---------- RECORDS FOR PROCESSING ----------

PR #638, opened 2018-10-04
Ignore empty lines while parsing stats files

bogdan-szabo-sociomantic:
I just figured out that the stats files always end with an empty end line and it will crash the parser. This pr addresses this issue. 

related to  #629

### DIFF
--- a/src/ocean/util/log/StatsReader.d
+++ b/src/ocean/util/log/StatsReader.d
@@ -83,6 +83,7 @@ public struct StatsLine
 
     static public StatsLine opCall (cstring line)
     {
+        enforce(line.length > 0, "Can not parse an empty line");
         StatsLine stats_line;
         auto len = line.length;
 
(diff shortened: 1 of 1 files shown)


src/ocean/util/log/StatsReader.d
```diff
@@ -252,6 +253,11 @@ public class StatsLogReader
 
         foreach (line; this.lines)
         {
+            if (line.length == 0)
```
nemanja-boric-sociomantic: It seems that it might be better to wrap `this.lines` into a small struct which provides `opApply` and just ignores empty lines, then to repeat this over and over?

bogdan-szabo-sociomantic:
@nemanja-boric-sociomantic done

src/ocean/util/log/StatsReader.d
```diff
@@ -215,13 +216,56 @@ unittest
 
 public class StatsLogReader
 {
+    /**************************************************************************
+
+        Struct used to iterate through valid stat lines
```
nemanja-boric-sociomantic: I suggest we extend documentation to say that it's silently ignoring empy stat lines, and that no other validity check (such as if the stat line is well formed) is performed, as "valid stat lines" is not really true - you can have non-empty but broken stats line.

bogdan-szabo-sociomantic: done

nemanja-boric-sociomantic (approved):

nemanja-boric-sociomantic:
Thanks!

PR #640, opened 2018-10-08
Add suspendables to throttler in consistent state 

matthias-wende-sociomantic:
This change ensures that the suspend state of an ISuspendable instance
when added to the throttler is consistent with the throttler state.

This patch somehow also works around the the following problem.

If a RequestSuspender instance is reused by a new Request it'll set the suspend_requested flag to false.

https://github.com/sociomantic-tsunami/dhtproto/blob/v14.x.x/src/dhtproto/client/legacy/internal/request/model/IBulkGetRequest.d#L133
https://github.com/sociomantic-tsunami/swarm/blob/v5.x.x/src/swarm/client/request/helper/RequestSuspender.d#L148

When adding this instance to the throttlers list of suspendables it will be already present and therefore neither appended to the list of suspendables nor suspended.

https://github.com/sociomantic-tsunami/ocean/blob/v4.x.x/src/ocean/io/model/ISuspendableThrottler.d#L77

Now if at the same time the application (i.e. the applications throttler) is in suspended state, the request will be started in a non suspended state and will not get suspended at least until the throttler resumes and suspends again.

https://github.com/sociomantic-tsunami/ocean/blob/v4.x.x/src/ocean/io/model/ISuspendableThrottler.d#L139

**Note** that that doesn't address the issue that a suspendable is kept in the list of suspendables when a request finishes (compere also the comment below). The possibility for clients to unregister suspendables from the Throttller when a request finishes will be addressed later.

### DIFF
--- a/src/ocean/io/model/ISuspendableThrottler.d
+++ b/src/ocean/io/model/ISuspendableThrottler.d
@@ -91,6 +91,63 @@ abstract public class ISuspendableThrottler
         }
     }
 
+    version (UnitTest){
+        import ocean.core.Test;
+    }
+    unittest
+    {
+        class SuspendableThrottler : ISuspendableThrottler
+        {
+            override protected bool suspend ( )
+            {
+                return false;
+            }
+
+            override protected bool resume ( )
+            {
+                return false;
+            }
+        }
+
+        class Suspendable : ISuspendable
+        {
+            bool suspended_ = false;
+
+            public void suspend ( )
+            {
+                this.suspended_ = true;
+            }
+
+            public void resume ( )
+            {
+                this.suspended_ = false;
+            }
+
+            public bool suspended ( )
+            {
+                return suspended_;
+            }
+        }
+
+        auto suspendable_throttler = new SuspendableThrottler;
+        auto suspendable = new Suspendable;
+
+        // add a suspended ISuspendable to a non suspended throttler
+        suspendable.suspend();
+        suspendable_throttler.addSuspendable(suspendable);
+
+        test!("==")(suspendable.suspended(), false,
+            "Suspended suspendable not resumed.");
+
+        suspendable_throttler.suspendAll();
+
+        // add a resumed ISuspendable to a suspended throttler
+        suspendable.resume();
+        suspendable_throttler.addSuspendable(suspendable);
+
+        test!("==")(suspendable.suspended(), true,
+            "Resumed suspendable not suspended.");
+    }
 
     /***************************************************************************
 
--- a/src/ocean/io/model/ISuspendableThrottler.d
+++ b/src/ocean/io/model/ISuspendableThrottler.d
@@ -65,7 +65,9 @@ abstract public class ISuspendableThrottler
     /***************************************************************************
 
         Adds a suspendable to the list of suspendables which are to be
-        throttled. If it is already in the list, nothing happens.
+        throttled if it's not already in there.
+        Also ensures that the state of the added suspendable is consistent
+        with the state of the throttler.
 
         Params:
             s = suspendable
@@ -77,10 +79,15 @@ abstract public class ISuspendableThrottler
         if ( !this.suspendables.contains(s) )
         {
             this.suspendables ~= s;
-            if (this.suspended_)
-            {
-                s.suspend();
-            }
+        }
+
+        if (this.suspended_ && !s.suspended())
+        {
+            s.suspend();
+        }
+        else if (!this.suspended_ && s.suspended())
+        {
+            s.resume();
         }
     }
 


src/ocean/io/model/ISuspendableThrottler.d
```diff
@@ -77,10 +77,11 @@ abstract public class ISuspendableThrottler
...
             this.suspendables ~= s;
-            if (this.suspended_)
-            {
-                s.suspend();
-            }
+        }
+
+        if (this.suspended_ && !s.suspended())
+        {
+            s.suspend();
```
daniel-zullo, line 86: should it be suspended if it isn't added to the `suspendables`? Anyway if there is any reason to do so then the documentation of the method should be updated.

daniel-zullo:
If this is a bug fix then it would be good to have/add a unit test

src/ocean/io/model/ISuspendableThrottler.d
matthias-wende-sociomantic: Yes that's the whole point. Recycled instances are in the list and they should be suspended.

matthias-wende-sociomantic: And good point. I updated the doc accordingly ;).

matthias-wende-sociomantic:
> If this is a bug fix then it would be good to have/add a unit test

Yeah, thanks for pointing that out. I've added one for this particular case.

gavin-norman-sociomantic:
Hmm wasn't the idea originally to add a method allowing the user to remove a suspendable from the throttler?

matthias-wende-sociomantic:
Yes, that was the old plan before this new one :).
I favour this solution for several reasons.
- It fixes the bug as well.
- It is much simpler (i.e. no changes in swarm and dhtproto).
- It fixes the bug without changing clients.

At the same time the original idea introduced some new regression to the client and I have ~no~ intension to track this down ~if this patch works~ _later_.

gavin-norman-sociomantic:
You describe this situation:
1. A suspendable is registered with the throttler.
2. The suspendable ceases to be valid (e.g. the request it represented finished) and is recycled into a pool of suspendables. It is not unregistered from the throttler.
3. The suspendable is acquired from the pool and reinitialised.
4. The suspendable is registered with the throttler. As it is already registered, some special behaviour is required.

What I'm concerned about is this: what happens if, after step 2, the throttler tries to suspend? It would be calling a method of the recycled suspendable, which would do...? The fact that invalid suspendables can (must, currently) stay registered with the throttler seems like a bug to me, not something that we should patch up to make work.

What do you think?

gavin-norman-sociomantic:
Note that a recycled invalid suspendable is only one case. What if the invalid suspendable has been garbage collected, say?

matthias-wende-sociomantic:
Yes that's a valid point a should be addressed as well. My description of this patch was somehow misleading. I've updated the PR and commit descriptions to what this patch is actually about.

src/ocean/io/model/ISuspendableThrottler.d
```diff
@@ -91,6 +91,64 @@ abstract public class ISuspendableThrottler
...
+        suspendable.suspend();
+        suspendable_throttler.addSuspendable(suspendable);
+
+        test!("==")(suspendable.suspended(), false, "Unit test failed, " ~
+            "suspended suspendable not resumed.");
+
+        suspendable_throttler.suspendAll();
+
+        // add a resumed ISuspendable to a suspended throttler
+        // note that the instance is "recycled"
```
gavin-norman-sociomantic: This one comment probably isn't needed any more.

src/ocean/io/model/ISuspendableThrottler.d
```diff
@@ -91,6 +91,64 @@ abstract public class ISuspendableThrottler
...
+        }
+
+        auto suspendable_throttler = new SuspendableThrottler;
+        auto suspendable = new Suspendable;
+
+        // add a suspended ISuspendable to a non suspended throttler
+        suspendable.suspend();
+        suspendable_throttler.addSuspendable(suspendable);
+
+        test!("==")(suspendable.suspended(), false, "Unit test failed, " ~
```
gavin-norman-sociomantic: Generally, I don't think you need to write "Unit test failed". It's clear from the context.

src/ocean/io/model/ISuspendableThrottler.d
```diff
@@ -91,6 +91,64 @@ abstract public class ISuspendableThrottler
...
+            "suspended suspendable not resumed.");
+
+        suspendable_throttler.suspendAll();
+
+        // add a resumed ISuspendable to a suspended throttler
+        // note that the instance is "recycled"
+        suspendable.resume();
+        suspendable_throttler.addSuspendable(suspendable);
+
+        test!("==")(suspendable.suspended(), true, "Unit test failed, " ~
```
gavin-norman-sociomantic: Generally, I don't think you need to write "Unit test failed". It's clear from the context.

gavin-norman-sociomantic (commented):
Yep, the new explanation makes much more sense, outside of the context of the bug you were investigating.

gavin-norman-sociomantic:
It seems like this should be a patch release.

matthias-wende-sociomantic:
Updated, base branch changed + rebased on top of new branch, accidentally deleted branch, recovered the branch and finally reopened the PR :).

gavin-norman-sociomantic (approved):

src/ocean/io/model/ISuspendableThrottler.d
```diff
@@ -77,13 +79,75 @@ abstract public class ISuspendableThrottler
...
+        }
+
+        if (this.suspended_ && !s.suspended())
+        {
+            s.suspend();
+        }
+        else if (!this.suspended_ && s.suspended())
+        {
+            s.resume();
+        }
```
daniel-zullo, line 91: Why make it simple if we could make it complicated?

```D
        if (this.suspended_ != s.suspended())
        {
            if (this.suspended_)
                s.suspend();
            else
                s.resume();
        }
```

src/ocean/io/model/ISuspendableThrottler.d
```diff
@@ -77,13 +79,75 @@ abstract public class ISuspendableThrottler
...
+    }
+
+    version (UnitTest){
```
daniel-zullo, line 94: the format/style is wrong

src/ocean/io/model/ISuspendableThrottler.d
```diff
@@ -77,13 +79,75 @@ abstract public class ISuspendableThrottler
...
+            }
+
+            public void resume ( )
+            {
+                this.suspended_ = false;
+            }
+
+            public bool suspended ( )
+            {
+                return suspended_;
```
daniel-zullo, line 128: missing `this.`

src/ocean/io/model/ISuspendableThrottler.d
gavin-norman-sociomantic: This PR has been merged, but that's a good point.

matthias-wende-sociomantic: Yep, that's looks indeed better.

----------

Work through the data and report how many of its lines hold the word "tsunami", giving only the figure.

4